[[ Listed entries open ]]

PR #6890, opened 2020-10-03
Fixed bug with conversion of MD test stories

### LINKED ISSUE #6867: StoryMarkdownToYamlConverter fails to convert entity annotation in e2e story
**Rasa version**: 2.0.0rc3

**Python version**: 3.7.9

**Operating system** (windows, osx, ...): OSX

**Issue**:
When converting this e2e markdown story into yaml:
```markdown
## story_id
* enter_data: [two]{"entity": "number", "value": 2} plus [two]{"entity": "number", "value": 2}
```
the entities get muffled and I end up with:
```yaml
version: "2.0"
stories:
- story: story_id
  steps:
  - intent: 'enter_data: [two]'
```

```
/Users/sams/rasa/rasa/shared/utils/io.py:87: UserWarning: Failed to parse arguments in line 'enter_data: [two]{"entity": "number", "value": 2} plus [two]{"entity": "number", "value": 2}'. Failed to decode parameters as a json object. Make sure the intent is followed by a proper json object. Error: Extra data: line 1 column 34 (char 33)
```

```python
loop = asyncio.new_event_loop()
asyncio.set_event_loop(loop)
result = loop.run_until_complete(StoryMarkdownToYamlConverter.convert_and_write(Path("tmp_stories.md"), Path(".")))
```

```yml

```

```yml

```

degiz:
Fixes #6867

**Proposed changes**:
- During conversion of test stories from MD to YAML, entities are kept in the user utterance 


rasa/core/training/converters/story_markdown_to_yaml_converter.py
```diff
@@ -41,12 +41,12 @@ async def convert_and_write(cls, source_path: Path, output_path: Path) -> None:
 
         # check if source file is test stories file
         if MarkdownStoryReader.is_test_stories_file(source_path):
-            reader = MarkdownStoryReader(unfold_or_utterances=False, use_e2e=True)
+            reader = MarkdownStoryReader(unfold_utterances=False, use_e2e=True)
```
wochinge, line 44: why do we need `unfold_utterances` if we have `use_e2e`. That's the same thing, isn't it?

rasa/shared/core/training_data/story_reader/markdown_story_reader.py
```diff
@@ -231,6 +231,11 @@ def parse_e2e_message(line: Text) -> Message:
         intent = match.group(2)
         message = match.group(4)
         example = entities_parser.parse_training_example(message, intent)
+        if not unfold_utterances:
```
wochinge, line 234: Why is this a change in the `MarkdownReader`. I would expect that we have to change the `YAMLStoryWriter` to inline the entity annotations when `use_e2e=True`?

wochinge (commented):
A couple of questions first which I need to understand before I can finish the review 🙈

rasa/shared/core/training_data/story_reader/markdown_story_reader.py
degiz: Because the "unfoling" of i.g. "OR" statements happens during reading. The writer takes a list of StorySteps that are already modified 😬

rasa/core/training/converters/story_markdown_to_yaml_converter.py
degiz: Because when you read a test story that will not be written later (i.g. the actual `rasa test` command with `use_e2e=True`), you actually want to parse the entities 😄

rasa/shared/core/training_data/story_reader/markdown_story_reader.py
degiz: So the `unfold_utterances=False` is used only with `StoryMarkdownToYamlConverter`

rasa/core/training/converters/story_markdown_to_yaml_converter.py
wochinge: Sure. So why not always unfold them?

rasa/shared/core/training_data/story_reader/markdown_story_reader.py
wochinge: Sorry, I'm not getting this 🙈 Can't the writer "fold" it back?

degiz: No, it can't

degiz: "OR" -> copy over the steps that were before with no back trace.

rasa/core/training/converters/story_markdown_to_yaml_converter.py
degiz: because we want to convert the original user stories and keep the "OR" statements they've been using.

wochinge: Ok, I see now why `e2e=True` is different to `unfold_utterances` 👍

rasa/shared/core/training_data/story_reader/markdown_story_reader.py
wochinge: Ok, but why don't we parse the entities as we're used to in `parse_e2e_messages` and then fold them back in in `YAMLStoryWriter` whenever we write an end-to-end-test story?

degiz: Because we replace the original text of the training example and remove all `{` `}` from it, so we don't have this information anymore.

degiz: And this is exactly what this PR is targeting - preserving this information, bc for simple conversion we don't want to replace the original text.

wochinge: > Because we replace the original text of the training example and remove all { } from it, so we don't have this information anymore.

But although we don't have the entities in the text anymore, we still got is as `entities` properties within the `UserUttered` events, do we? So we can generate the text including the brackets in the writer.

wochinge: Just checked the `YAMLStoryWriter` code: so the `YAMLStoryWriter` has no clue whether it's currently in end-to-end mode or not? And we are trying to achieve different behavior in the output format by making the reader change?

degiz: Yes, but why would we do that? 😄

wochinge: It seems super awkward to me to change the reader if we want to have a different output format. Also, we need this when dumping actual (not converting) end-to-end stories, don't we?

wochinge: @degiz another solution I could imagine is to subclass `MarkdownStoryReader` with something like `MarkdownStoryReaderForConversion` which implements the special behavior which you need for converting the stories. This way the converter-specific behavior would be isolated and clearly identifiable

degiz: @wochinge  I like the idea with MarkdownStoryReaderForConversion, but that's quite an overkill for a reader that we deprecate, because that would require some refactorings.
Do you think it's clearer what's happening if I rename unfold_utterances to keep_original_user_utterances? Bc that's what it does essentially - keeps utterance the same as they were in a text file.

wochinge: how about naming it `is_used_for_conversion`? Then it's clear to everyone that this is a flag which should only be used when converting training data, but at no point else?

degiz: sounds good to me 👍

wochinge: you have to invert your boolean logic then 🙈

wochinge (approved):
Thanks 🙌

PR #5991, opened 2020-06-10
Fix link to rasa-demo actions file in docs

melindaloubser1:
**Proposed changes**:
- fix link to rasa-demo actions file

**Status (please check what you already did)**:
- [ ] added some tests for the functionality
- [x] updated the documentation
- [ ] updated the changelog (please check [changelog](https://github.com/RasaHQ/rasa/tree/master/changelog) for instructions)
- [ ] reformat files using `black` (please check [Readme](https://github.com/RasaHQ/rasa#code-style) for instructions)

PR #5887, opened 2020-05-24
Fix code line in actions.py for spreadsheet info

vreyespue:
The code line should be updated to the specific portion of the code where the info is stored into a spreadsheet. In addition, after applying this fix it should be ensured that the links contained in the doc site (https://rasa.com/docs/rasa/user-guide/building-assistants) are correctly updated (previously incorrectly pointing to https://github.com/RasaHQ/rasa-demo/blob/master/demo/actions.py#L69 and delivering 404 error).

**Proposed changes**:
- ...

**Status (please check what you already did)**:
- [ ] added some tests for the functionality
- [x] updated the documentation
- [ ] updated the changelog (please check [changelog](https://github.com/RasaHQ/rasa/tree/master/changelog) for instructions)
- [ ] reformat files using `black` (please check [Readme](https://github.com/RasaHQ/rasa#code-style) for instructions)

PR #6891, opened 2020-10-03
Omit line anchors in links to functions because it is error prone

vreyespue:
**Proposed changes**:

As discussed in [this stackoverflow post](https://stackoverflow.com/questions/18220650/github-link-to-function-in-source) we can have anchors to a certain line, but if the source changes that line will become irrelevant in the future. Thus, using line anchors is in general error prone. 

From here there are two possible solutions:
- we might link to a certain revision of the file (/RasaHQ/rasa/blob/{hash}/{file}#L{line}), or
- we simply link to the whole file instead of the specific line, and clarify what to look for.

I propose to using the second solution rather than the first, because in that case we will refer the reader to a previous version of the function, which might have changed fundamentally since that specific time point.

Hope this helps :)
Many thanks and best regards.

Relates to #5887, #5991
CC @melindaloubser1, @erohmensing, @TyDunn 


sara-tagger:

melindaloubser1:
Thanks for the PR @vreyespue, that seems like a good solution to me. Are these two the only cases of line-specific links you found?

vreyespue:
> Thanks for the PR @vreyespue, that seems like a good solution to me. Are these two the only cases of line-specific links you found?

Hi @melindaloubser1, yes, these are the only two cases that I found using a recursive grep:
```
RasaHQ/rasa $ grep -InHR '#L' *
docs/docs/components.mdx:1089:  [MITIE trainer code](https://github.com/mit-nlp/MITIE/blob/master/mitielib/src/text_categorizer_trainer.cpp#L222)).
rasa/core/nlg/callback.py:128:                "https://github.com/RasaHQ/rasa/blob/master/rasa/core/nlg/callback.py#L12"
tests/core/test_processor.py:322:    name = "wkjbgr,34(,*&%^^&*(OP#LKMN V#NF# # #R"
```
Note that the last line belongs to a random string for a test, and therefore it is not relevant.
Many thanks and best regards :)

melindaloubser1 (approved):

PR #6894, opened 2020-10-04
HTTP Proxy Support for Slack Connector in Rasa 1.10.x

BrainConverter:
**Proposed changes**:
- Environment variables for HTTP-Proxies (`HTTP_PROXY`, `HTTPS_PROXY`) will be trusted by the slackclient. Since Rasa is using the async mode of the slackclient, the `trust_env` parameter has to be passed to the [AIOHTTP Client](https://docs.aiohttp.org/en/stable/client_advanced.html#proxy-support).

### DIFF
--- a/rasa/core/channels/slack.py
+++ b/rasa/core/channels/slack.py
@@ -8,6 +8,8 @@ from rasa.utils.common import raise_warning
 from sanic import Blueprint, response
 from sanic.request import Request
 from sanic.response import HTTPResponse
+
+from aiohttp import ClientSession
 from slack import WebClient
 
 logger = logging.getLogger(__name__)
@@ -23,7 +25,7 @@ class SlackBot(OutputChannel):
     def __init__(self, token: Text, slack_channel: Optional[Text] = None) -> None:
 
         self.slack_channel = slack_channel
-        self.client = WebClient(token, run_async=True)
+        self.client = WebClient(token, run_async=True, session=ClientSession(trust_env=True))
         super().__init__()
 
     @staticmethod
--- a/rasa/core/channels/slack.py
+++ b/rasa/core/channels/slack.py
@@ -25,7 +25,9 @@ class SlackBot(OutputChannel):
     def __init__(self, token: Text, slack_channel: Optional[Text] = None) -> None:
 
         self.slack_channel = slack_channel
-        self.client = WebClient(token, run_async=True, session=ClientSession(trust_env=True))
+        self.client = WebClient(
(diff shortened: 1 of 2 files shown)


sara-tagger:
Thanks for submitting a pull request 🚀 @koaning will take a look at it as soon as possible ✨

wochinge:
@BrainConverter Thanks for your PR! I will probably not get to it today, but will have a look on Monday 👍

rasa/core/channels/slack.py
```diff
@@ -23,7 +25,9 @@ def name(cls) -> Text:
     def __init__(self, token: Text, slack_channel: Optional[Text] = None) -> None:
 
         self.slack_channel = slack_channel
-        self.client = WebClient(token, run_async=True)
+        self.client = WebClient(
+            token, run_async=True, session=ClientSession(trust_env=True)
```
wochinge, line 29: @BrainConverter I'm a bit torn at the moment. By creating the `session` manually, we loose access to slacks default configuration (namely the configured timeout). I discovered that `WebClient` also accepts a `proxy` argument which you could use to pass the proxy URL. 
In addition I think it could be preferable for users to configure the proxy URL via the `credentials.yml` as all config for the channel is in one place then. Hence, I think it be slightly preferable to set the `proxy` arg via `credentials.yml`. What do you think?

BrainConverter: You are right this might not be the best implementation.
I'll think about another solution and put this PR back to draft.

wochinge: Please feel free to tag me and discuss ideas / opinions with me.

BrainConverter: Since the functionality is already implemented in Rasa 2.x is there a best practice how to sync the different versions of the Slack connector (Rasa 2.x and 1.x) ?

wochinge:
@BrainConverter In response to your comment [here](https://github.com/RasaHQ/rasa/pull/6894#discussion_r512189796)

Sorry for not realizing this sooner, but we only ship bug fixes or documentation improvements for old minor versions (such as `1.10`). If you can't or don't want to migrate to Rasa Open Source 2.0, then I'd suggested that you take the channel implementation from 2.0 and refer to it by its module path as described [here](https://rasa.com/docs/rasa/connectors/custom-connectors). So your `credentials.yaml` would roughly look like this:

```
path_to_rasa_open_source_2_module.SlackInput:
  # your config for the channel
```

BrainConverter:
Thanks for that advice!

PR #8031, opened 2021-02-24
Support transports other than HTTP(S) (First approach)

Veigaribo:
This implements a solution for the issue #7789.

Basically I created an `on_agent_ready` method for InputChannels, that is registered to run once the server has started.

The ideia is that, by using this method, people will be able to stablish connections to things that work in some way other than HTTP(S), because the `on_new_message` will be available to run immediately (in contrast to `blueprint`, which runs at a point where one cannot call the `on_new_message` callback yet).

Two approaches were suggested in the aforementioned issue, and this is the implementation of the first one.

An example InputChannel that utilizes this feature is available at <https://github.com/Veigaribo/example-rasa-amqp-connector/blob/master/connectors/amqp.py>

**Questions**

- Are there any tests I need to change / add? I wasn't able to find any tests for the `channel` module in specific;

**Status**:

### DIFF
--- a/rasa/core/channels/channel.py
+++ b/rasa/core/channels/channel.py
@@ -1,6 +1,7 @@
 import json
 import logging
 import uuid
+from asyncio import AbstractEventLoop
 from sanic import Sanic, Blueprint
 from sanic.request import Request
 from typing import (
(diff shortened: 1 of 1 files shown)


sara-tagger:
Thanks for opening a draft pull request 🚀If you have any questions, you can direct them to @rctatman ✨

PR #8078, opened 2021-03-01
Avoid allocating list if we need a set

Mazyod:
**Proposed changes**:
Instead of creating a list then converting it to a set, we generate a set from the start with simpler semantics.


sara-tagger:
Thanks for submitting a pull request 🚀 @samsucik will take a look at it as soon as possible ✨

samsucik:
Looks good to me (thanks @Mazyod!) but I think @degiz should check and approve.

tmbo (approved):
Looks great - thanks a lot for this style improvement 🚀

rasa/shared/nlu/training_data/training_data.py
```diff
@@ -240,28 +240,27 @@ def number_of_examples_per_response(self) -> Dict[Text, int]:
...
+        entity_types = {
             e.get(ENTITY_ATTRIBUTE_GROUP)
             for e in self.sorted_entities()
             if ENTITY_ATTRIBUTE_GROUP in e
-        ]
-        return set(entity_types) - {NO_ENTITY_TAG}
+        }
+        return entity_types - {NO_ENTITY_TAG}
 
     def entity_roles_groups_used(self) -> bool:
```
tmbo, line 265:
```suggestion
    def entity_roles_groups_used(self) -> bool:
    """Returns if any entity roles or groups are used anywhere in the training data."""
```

[[ Listed entries closed ]]

### Work instructions
What is needed is each line of the entries that contains the word "utils".

### Response to the task
/Users/sams/rasa/rasa/shared/utils/io.py:87: UserWarning: Failed to parse arguments in line 'enter_data: [two]{"entity": "number", "value": 2} plus [two]{"entity": "number", "value": 2}'. Failed to decode parameters as a json object. Make sure the intent is followed by a proper json object. Error: Extra data: line 1 column 34 (char 33)
@@ -8,6 +8,8 @@ from rasa.utils.common import raise_warning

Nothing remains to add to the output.